Stored records
────────────────────────────────────────

PR #1255, opened 2019-09-13
Fix #1253: Document enum type aliases

### LINKED ISSUE #1253: Document Self::Variant for enums
In Rust 1.37 you can use [type aliases for enums](https://github.com/rust-lang/rust/blob/master/RELEASES.md#version-1370-2019-08-15). I think it's worth showing people how that works in the page on Enums.

In my code, I only ever use this feature when I want to refer to an enum by `Self` instead of by its name (usually if the name is very long). I'm planning to use that as my example and link to the release notes/RFC if readers want more info.

adamchalmers:


marioidival:
@adamchalmers thank you!

PR #1259, opened 2019-09-18
Fix #90: Add supertraits and Fully Qualified syntax

### LINKED ISSUE #90: Extend traits chapter
- [ ] supertraits `FooBar: Foo + Bar`
- [ ] trait objects `Box<Foo>`, `&Foo`
- [ ] "function overloading" using double dispatch: `Vec` \* `Vec` and `Vec` \* `int`

adamchalmers:
The issue also mentions 
> "function overloading" using double dispatch: Vec * Vec and Vec * int

But to be honest, I have no idea what that means! So I'm opening up this request for now. Happy to document it with an example if someone can link me to what language feature they're talking about.

### DIFF
--- a/src/SUMMARY.md
+++ b/src/SUMMARY.md
@@ -139,6 +139,8 @@
     - [Iterators](trait/iter.md)
     - [`impl Trait`](trait/impl_trait.md)
     - [Clone](trait/clone.md)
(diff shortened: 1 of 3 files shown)


marioidival:
@adamchalmers Thank you!

PR #1263, opened 2019-09-19
Move chapters from folder "traits" to "trait"

funkill:
Chapters "Supertrait" and "Disambiguating overlapping traits" belongs to "Traits" section. Currently all chapters of section "Traits" saved in folder `trait`, not in `traits`.


marioidival:
@funkill thank you!

PR #1267, opened 2019-09-20
Added type alias enum variant rfc

funkill:
Empty brackets in "See Also:" changed to link to type alias enum variant rfc. Another way - drop this brackets.


marioidival:
@funkill thank you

────────────────────────────────────────

Exercise aim :: Go through the data and show each line that holds "aliases".

Result below ::
Fix #1253: Document enum type aliases
In Rust 1.37 you can use [type aliases for enums](https://github.com/rust-lang/rust/blob/master/RELEASES.md#version-1370-2019-08-15). I think it's worth showing people how that works in the page on Enums.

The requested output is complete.